What you have to do: Among the entries below, one line contains "Create the data" and another contains "- Gather requirements". Transcribe those two lines and every line between them, exactly.

(Recorded data)
════════

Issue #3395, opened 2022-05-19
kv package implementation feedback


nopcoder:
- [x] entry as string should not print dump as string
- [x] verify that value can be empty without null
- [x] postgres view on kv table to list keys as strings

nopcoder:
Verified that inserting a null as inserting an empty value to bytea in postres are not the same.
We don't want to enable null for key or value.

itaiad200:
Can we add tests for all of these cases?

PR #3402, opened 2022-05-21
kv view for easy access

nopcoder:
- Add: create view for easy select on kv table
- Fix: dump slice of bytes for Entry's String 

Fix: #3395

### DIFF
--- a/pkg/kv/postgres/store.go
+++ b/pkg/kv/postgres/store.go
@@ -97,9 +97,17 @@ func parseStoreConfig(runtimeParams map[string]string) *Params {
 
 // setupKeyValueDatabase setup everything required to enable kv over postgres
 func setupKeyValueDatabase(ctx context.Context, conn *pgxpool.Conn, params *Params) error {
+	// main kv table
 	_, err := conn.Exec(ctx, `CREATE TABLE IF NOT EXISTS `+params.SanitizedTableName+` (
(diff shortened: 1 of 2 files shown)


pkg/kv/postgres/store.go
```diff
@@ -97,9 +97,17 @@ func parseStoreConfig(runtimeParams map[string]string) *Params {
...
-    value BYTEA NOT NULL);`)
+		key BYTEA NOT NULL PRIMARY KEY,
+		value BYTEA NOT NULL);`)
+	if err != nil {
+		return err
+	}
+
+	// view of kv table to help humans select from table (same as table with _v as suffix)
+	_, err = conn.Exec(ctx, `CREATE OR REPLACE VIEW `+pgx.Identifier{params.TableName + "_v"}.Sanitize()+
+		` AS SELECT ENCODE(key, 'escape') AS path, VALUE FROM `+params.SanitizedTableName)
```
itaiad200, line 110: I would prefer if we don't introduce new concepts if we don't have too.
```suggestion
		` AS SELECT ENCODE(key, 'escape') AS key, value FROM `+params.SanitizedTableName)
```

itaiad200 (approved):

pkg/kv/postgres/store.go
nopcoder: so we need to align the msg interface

════════

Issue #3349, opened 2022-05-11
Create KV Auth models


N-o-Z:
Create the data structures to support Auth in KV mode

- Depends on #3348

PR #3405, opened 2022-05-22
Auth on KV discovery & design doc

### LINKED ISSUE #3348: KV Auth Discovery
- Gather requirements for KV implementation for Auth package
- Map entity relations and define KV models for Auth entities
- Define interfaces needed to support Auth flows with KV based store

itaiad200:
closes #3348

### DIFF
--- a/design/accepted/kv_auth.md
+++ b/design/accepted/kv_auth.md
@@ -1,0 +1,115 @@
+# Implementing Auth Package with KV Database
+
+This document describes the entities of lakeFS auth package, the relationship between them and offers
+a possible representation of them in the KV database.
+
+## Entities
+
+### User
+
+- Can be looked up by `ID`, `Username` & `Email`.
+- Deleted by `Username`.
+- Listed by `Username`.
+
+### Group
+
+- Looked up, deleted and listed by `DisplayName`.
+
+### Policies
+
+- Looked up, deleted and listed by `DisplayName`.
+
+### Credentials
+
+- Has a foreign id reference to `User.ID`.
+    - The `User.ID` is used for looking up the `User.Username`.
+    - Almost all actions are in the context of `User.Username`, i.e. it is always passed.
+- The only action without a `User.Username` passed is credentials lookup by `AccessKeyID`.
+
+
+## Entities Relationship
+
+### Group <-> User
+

════════

Answer box:
Create the data structures to support Auth in KV mode

- Depends on #3348

PR #3405, opened 2022-05-22
Auth on KV discovery & design doc

### LINKED ISSUE #3348: KV Auth Discovery
- Gather requirements for KV implementation for Auth package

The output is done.